DISPOSITIVO DE VISIBILIZACIÓN
1.1. Abandono y dependencia al sistema de salud de las personas con discapacidad psíquica en Chile
En Chile existen alrededor de 350.000 personas con discapacidad mental que sufren discriminación y exclusión social, constituyendo un problema social que el Estado no ha abordado adecuadamente (Observatorio de Derechos Hhumanos de las Personas con Discapacidad Mental, 2014).

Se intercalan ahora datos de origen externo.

PR #2142, opened 2021-11-08
Fix segfaulting on ARM due to (maybe) unintended pointer  

Smartsmurf:
I cross-compiled Gerbera to run on my ARM-powered NAS. However everytime when opening the Config-Section using the web interface the Gerbera process died with a SEGFAULT.
Gdb showed it happens inside Web::ConfigLoad::process() at this routine:

```
//update entries with datebase values
for (auto&& entry : dbEntries) {
        auto exItem = allItems.find(entry.item);
        if (exItem != allItems.end()) {
            auto item = exItem->second;
            setValue(item, entry.value);

```
exItem->second did not point to a valid \<pugi::xml_node\> item structure (just garbage).

For debug reasons I dumped the "allItems" map just before the loop and found out that the map contains distinct values for \<std::string\>, but blockwise a lot of identical \<pugi::xml_node*\> values - all pointing to the locally declared variables "auto item =..." above. But those variables already lost their context at this point and may contain garbage data when entering the lookup database loop.

I fixed the issue (working for me) by changing the pointer type.
Maybe I am mistaken, but I would be happy if someone can look into this issue.

### DIFF
--- a/src/web/config_load.cc
+++ b/src/web/config_load.cc
@@ -66,7 +66,7 @@ void Web::ConfigLoad::addTypeMeta(pugi::xml_node& meta, const std::shared_ptr<Co
 
 void Web::ConfigLoad::createItem(pugi::xml_node& item, const std::string& name, config_option_t id, config_option_t aid, const std::shared_ptr<ConfigSetup>& cs)
 {
-    allItems[name] = &item;
+    allItems[name] = item;
     item.append_attribute("item") = name.c_str();
     item.append_attribute("id") = fmt::format("{:03d}", id).c_str();
     item.append_attribute("aid") = fmt::format("{:03d}", aid).c_str();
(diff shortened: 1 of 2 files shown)


KarlStraussberger:
I'm not sure that this really works. Your creating a copy of the node which is not linked to the overall xml document.

Seems that the original node was created in a scope that is already distroyed. 

Need to check the places where `createItem` is called.

KarlStraussberger:
@Smartsmurf can you please try #2143. It's intended to fix your segfault and keep functionality.

Smartsmurf:
> 
> 
> @Smartsmurf can you please try #2143. It's intended to fix your segfault and keep functionality.

I can confirm, that #2143 fixes the segfault issue mentioned above. Thanks.

KarlStraussberger:
Thank you

PR #2145, opened 2021-11-09
content manager changes

neheb:
Mostly const stuff.


KarlStraussberger:
I don't like the idea of const method like `addObject` because in the end they modify the contents of the database. From the C++ view it does not change the object directly but it changes it's state.

neheb:
Removed a bunch of them.

PR #2146, opened 2021-11-09
remove pointless reference

neheb:
It should actually be const. But no need for it.


KarlStraussberger:
Nice

PR #2147, opened 2021-11-09
const

neheb:


whyman:
Why should these methods be const?

whyman:
https://github.com/gerbera/gerbera/pull/2145#issuecomment-964164559 👍

PR #2150, opened 2021-11-10
use operator < instead of startswith

neheb:
Avoids unnecessary conversions from fs::path, to std::string, to
std::string_view.


whyman:
I think this shows that we should have a `isParent()` or similar method

KarlStraussberger:
> I think this shows that we should have a `isParent()` or similar method
> 
> 

I think, we need to learn the _new_ operators and hope they are more efficient than a function call. :smile:

PR #2153, opened 2021-11-11
remove pointless destructor and virtual member

neheb:
Not really used.


whyman:
Removing the virtual makes sense.

The destructor is no harm and compiled out without debug anyway.

The deleted copy constuctor and operator should stay to make sure that never happens.

neheb:
The reason I added those constructors was because a non-default virtual destructor is present. Without them the class follows the rule of 0.

whyman:
Could we just not make them non-virtual instead?

PR #2155, opened 2021-11-12
matroska_handler: fix wrong field type

neheb:
The ffmpeg handler reads the exact same matroska section but writes it
to M_CREATION_DATE. Match it here.


KarlStraussberger:
Ffmpeg reads both. Additionally M_DATE is used in UPNP responses. So either set both or keep it as it is.

neheb:
hmm? I checked the code. ffmpeg's creation_time routine and libmatroska's KaxDateUTC read the same section of the file. I don't see the ffmpeg code writing creation_time to M_DATE.

KarlStraussberger:
In the absence of ffmpeg we have to set m_date as well.

neheb:
Maybe edit https://github.com/gerbera/gerbera/blob/master/src/metadata/ffmpeg_handler.cc#L153 instead?

KarlStraussberger:
> 
> 
> Maybe edit https://github.com/gerbera/gerbera/blob/master/src/metadata/ffmpeg_handler.cc#L153 instead?

ffmpeg tag this field with creation_date so it's wise to keep that code and add it to matroksa (I already did in #2140)

PR #2158, opened 2021-11-12
rework for loop

neheb:
SonarLint reports that this is a bad loop. Rework it.

for loops are very flexible in C and C++. Because of that, they can carry
a complexity that can make the code error-prone, difficult to understand,
and hard to maintain.

Many for loops can be written in a way that clearly separates the
iteration process from the content of the iteration. This rule makes sure
that all the code relevant to the iteration is placed in the for-loop
header. The compliant code is then easier to reason about.

A for loop is composed of 4 sub-parts:
  for([initialization]; [condition]; [update])    [body]  

We classify the variables used to control them in three categories:

A loop-counter is a variable modified in the update. It should not be
modified in the body.

A loop-constant is an auxiliary variable declared in the initialization.
It’s very often used to precompute some data about the end condition or
the stride.

A pseudo-counter shares some properties with a loop counter, but its
update conditions are more complex. It will therefore only be updated in
the body, and cannot be used in the update. Using a pseudo-counter makes
the loop more complex to reason about, and therefore is not permitted.
They are very often declared in the initialization, for instance, to limit
their scope, but in some cases reuse existing variables.

Additionally, the loop condition should refer to at least one loop-counter,
and should not modify anything.

This rule is only checking for loops with a condition and an update.

### DIFF
--- a/src/server.cc
+++ b/src/server.cc
@@ -218,19 +218,21 @@ int Server::startupInterface(const std::string& iface, in_port_t inPort)
     const char* ifName = iface.empty() ? nullptr : iface.c_str();
 
     int ret = UPNP_E_INIT_FAILED;
-    for (std::size_t attempt = 0; ret != UPNP_E_SUCCESS; attempt++) {
+    for (std::size_t attempt = 0; attempt < 4; attempt++) {
         ret = UpnpInit2(ifName, inPort);
-        if (ret != UPNP_E_SUCCESS) {
-            if (attempt > 3) {
-                throw UpnpException(ret, fmt::format("run: UpnpInit failed with {} {}", ifName, inPort));
-            }
+        if (ret == UPNP_E_SUCCESS)
+            break;
+
 #ifdef UPNP_HAVE_TOOLS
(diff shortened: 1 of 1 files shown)


src/server.cc
```diff
@@ -217,20 +217,23 @@ int Server::startupInterface(const std::string& iface, in_port_t inPort)
...
 #else
-            log_warning("UPnP Init {}:{} failed: ({}). Retrying in {} seconds...", ifName, inPort, ret, attempt + 1);
+        log_warning("UPnP Init {}:{} failed: ({}). Retrying in {} seconds...", ifName, inPort, ret, attempt + 1);
 #endif
-            std::this_thread::sleep_for(std::chrono::seconds(attempt + 1));
-        }
+        std::this_thread::sleep_for(std::chrono::seconds(attempt + 1));
+    }
+
+    if (attempt > 3) {
```
KarlStraussberger, line 235: It's clearer if you check `ret != sucess` here.

neheb: I think this is what you mean.

PR #2162, opened 2021-11-13
use std::byte

neheb:

### DIFF
--- a/src/util/jpeg_resolution.cc
+++ b/src/util/jpeg_resolution.cc
@@ -31,6 +31,8 @@
 
 #include "tools.h" // API
 
+#include <cstddef>
+
 #include "iohandler/io_handler.h"
 
 using uchar = unsigned char;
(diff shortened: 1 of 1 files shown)


KarlStraussberger:
Code scan throws

This pointer might have type `inotify_event` (size 16), but the pointer arithmetic here is done with type `byte *` (size 1).

neheb:
Right. This PR changes nothing about that. I don't really know what the original code is doing.

src/util/jpeg_resolution.cc
```diff
@@ -59,14 +61,14 @@ using uchar = unsigned char;
...
+static int get16m(std::byte* shrt)
 {
-    return (static_cast<uchar*>(const_cast<void*>(shrt))[0] << 8) | static_cast<uchar*>(const_cast<void*>(shrt))[1];
+    return std::to_integer<int>((shrt[0] << 8) | shrt[1]);
 }
 
 static int iohFgetc(const std::unique_ptr<IOHandler>& ioh)
 {
-    uchar c[1] = { 0 };
+    std::byte c[1] {};
```
KarlStraussberger, line 71: Does this init `c[0]` to 0 (see return statement)?

neheb: Should be identical. int() is equivalent to std::to_integer<int>

neheb:
Removed first commit as that's being handled elsewhere.

PR #2167, opened 2021-11-13
use fs::path for path

neheb:


whyman:
Based on the logic below this can also be the value "--all" which is not a valid path.

PR #2169, opened 2021-11-13
remove some unused macros

neheb:

### DIFF
--- a/src/util/jpeg_resolution.cc
+++ b/src/util/jpeg_resolution.cc
@@ -35,11 +35,6 @@
 
 using uchar = unsigned char;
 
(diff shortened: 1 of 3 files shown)


src/util/jpeg_resolution.cc
```diff
@@ -37,7 +37,6 @@ using uchar = unsigned char;
 
 #ifndef TRUE
 #define TRUE 1
-#define FALSE 0
```
whyman, line 40: All of those can go surely?

neheb: I'll look into it.

PR #2172, opened 2021-11-13
use lambda and fs::path

neheb:
The former allows to avoid reassigning a value. The latter gets rid of
various conversions.

### DIFF
--- a/src/web/web_autoscan.cc
+++ b/src/web/web_autoscan.cc
@@ -44,17 +44,17 @@ void Web::Autoscan::process()
         throw_std_runtime_error("web:autoscan called with illegal action");
 
     bool fromFs = boolParam("from_fs");
-    std::string path;
     std::string objID = param("object_id");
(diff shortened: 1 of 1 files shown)


src/web/config_save.cc
```diff
@@ -163,10 +163,10 @@ void Web::ConfigSave::process()
             if (objectID > 0 && autoscan) {
                 content->rescanDirectory(autoscan, objectID, target);
                 auto taskEl = root.append_child("task");
-                taskEl.append_attribute("text") = fmt::format("Rescanning directory {}", target).c_str();
-                log_info("Rescanning directory {}", target);
+                taskEl.append_attribute("text") = fmt::format("Rescanning directory {}", target.c_str()).c_str();
```
KarlStraussberger, line 166: No need for this, if target is still a string.

KarlStraussberger (changes requested):

PR #6, opened 2019-05-29
WINDUP-2392 Deploy to Insights CI Environment

mrizzi:
https://issues.jboss.org/browse/WINDUP-2392
Set of basic changes to have the prototype to work in Insights CI environment:

- added some routes' ID to help in debugging (auto-generated `route#` IDs where not so useful)
- added Kafka route to log the validation messages
- added `@JsonIgnoreProperties` annotation to `RHIdentity` in order to avoid the exception `com.fasterxml.jackson.databind.exc.UnrecognizedPropertyException: Unrecognized field "user" (class org.jboss.xavier.integrations.route.model.RHIdentity), not marked as ignorable (2 known properties: "account_number", "internal"])`
- added a new filter approach for kafka messages to avoid a NPE during base64 decoding of `b64_identity` value when it's missing (it happend with a message from `service=compliance`)
- added/changed some properties
- added a new `analytics_template_insights_ci.json` OCP template
- added some labels to have the delete command to work using label
- changed accordingly the README

### DIFF
--- a/src/main/java/org/jboss/xavier/integrations/route/MainRouteBuilder.java
+++ b/src/main/java/org/jboss/xavier/integrations/route/MainRouteBuilder.java
@@ -133,6 +133,7 @@ public class MainRouteBuilder extends RouteBuilder {
                     }
                 })
                 .unmarshal().json(JsonLibrary.Jackson, FilePersistedNotification.class)
+                .filter(simple("'ma-xavier' == ${body.getCategory}"))
                 .to("direct:download-from-S3");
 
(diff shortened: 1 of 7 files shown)


src/main/java/org/jboss/xavier/integrations/route/MainRouteBuilder.java
```diff
@@ -130,14 +133,18 @@ public void configure() {
                     }
                 })
                 .unmarshal().json(JsonLibrary.Jackson, FilePersistedNotification.class)
+                .filter(simple("'ma-xavier' == ${body.getCategory}"))
```
jonathanvila, line 136: should we put this into a Property ?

En este sentido, Chile no se posee una ley específica sobre salud mental sino que tienen influencia y se aplican varias legislaciones diferentes en la materia (Escuela de Salud Pública Dr. Salvador Allende Gossens, 2014). Algunas de estas leyes han sido cuestionadas tanto internacionalmente como por diversas agrupaciones de usuarios y organismos. Las principales observaciones que se han formulado son las siguientes:
No se reconoce el derecho a la capacidad jurídica de las personas con discapacidad psíquica. Se permite declarar la interdicción con facilidad y nombrar un curador para que maneje sus bienes. Se puede negar su derecho a conocer la información de su ficha clínica a criterio del médico tratante. No se contempla la creación de una autoridad independiente para supervisar las hospitalizaciones involuntarias y otras restricciones de derechos, ni establece mecanismos de apelación. No reconoce su derecho exclusivo a dar consentimiento para procedimientos irreversibles (como es el caso de la esterilización y psicocirugía). Se permite que las remuneraciones de las personas con discapacidad psíquica sean menores al ingreso mínimo (Escuela de Salud Pública Dr. Salvador Allende Gossens, 2014).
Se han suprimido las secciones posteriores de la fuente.